I've noticed that in Kaggle competitions, the RMSLE metric is used frequently instead of the RMSE.
This request is to add the RMSLE metric to the existing
extended_forecast_accuracy_metric_set
function in the yardstick-metric-sets.R script.Julia Silge has a specific blog on the code to create this particular metric (see https://juliasilge.com/blog/nyc-airbnb/)
Code (very similar to
maape
code):`library(rlang)
rmsle_vec <- function(truth, estimate, na_rm = TRUE, ...) { rmsle_impl <- function(truth, estimate) { sqrt(mean((log(truth + 1) - log(estimate + 1))^2)) }
metric_vec_template( metric_impl = rmsle_impl, truth = truth, estimate = estimate, na_rm = na_rm, cls = "numeric", ... ) }
rmsle <- function(data, ...) { UseMethod("rmsle") } rmsle <- new_numeric_metric(rmsle, direction = "minimize")

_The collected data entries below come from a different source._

Issue #777, opened 2022-02-08
Outbound TODOs


joshxg:
- [x] Expando component should check there is more than one row.
- [x] Enable deleting of items
- [x] Statuses: #686 
- [x] usePackSizeController tests

PR #779, opened 2022-02-08
#777 Add packSizeController tests

joshxg:
Part of #777 

- Just splitting the PR up
- This is adding tests for the packSizeController and a quick fix also

### DIFF
--- a/packages/invoices/src/OutboundShipment/DetailView/modals/hooks/useDraftOutboundLines.tsx
+++ b/packages/invoices/src/OutboundShipment/DetailView/modals/hooks/useDraftOutboundLines.tsx
@@ -32,11 +32,11 @@ const createPlaceholderRow = (invoiceId: string): DraftOutboundLine => ({
 
 interface DraftOutboundLineSeeds {
   invoiceId: string;
-  stockLine: StockLine;
-  invoiceLine?: InvoiceLine | null;
+  stockLine?: Partial<StockLine> | null;
+  invoiceLine?: Partial<InvoiceLine> | null;
 }
 
-const createDraftOutboundLine = ({
+export const createDraftOutboundLine = ({
   invoiceId,
   stockLine,
   invoiceLine,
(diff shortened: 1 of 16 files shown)


packages/invoices/src/OutboundShipment/DetailView/modals/hooks/useDraftOutboundLines.tsx
```diff
@@ -48,11 +48,19 @@ const createDraftOutboundLine = ({
...
+  stockLineId: stockLine?.id ?? '',
   location: invoiceLine?.location,
   expiryDate: invoiceLine?.expiryDate,
+  costPricePerPack: stockLine?.costPricePerPack ?? 0,
+  sellPricePerPack: stockLine?.sellPricePerPack ?? 0,
+  itemId: stockLine?.itemId ?? '',
+  packSize: stockLine?.packSize ?? 0,
+  onHold: stockLine?.onHold ?? false,
+  storeId: stockLine?.storeId ?? '',
+  totalNumberOfPacks: stockLine?.totalNumberOfPacks ?? 0,
```
joshxg, line 63: I changed this to be optionals so that I could utilise the same fn as a test util 🤔

packages/invoices/src/OutboundShipment/DetailView/modals/hooks/usePackSizeController.tsx
```diff
@@ -38,23 +39,24 @@ const usePackSizeOptions = (
...
+    (newValue: number) => {
+      const packSizeOption = options.find(({ value }) => value === newValue);
+      if (!packSizeOption) return;
+      setSelected(packSizeOption);
+    },
+    [options, setSelected]
+  );
 
   useEffect(() => {
-    if (selected.value !== 0) return;
```
joshxg, line 57: This was messing with the initial value.. the behaviour I think is correct now 🤔

mark-prins: with this removed, I cannot change to `Any` when editing an item which is currently using pack size `1`

The effect should only run on initial load - if the Select is manually changed, this block should not change the selected value back again.. but does!

mark-prins: Originally, I had the default value as `{label: '', value: 0}` and the effect selects `{label: 'label.any', value: -1}`. Now that the default is changed, this line would need to change - or a different way to detect initial state

mark-prins (approved):
👍  tests look good - the pack size select isn't currently working properly though 😢

joshxg:
Ugh thanks!

I didn't click that the effect was running after setting the pack size because the quantity was being changed, which would change the `lines` reference and reset the pack size - that's why I couldn't recreate it in tests..  Oops! 🤔 

So I changed a few things around because I was getting confused, hopefully simplifying the effect and getting the desired behaviour.. 🤞

mark-prins:
found another bug while testing this..
Screen Shot 2022-02-10 at 1 52 44 PM

In this example, I have 4 packs - when I load the modal I'm showing 40 packs of size 'Any' even though all my packs are size 10.

Two issues:
- The label shows `packs` when the value is `units`
- The select is defaulting to `Any` when all the rows are pack size 10

joshxg:
ah nooo 😢

joshxg:
So much for just adding some tests, right?

I see I missed this behaviour of assigning the pack size initially for the pack size that has quantity allocated - of course!  I've added a commit for the fix and a test case to try and capture the behaviour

rmsle.data.frame <- function(data, truth, estimate, na_rm = TRUE, ...) { metric_summarizer( metric_nm = "rmsle", metric_fn = rmsle_vec, data = data, truth = !!enquo(truth), estimate = !!enquo(estimate), na_rm = na_rm, ... ) }`
I can volunteer to add this code to the script.
Thanks for the attention and consideration to the request.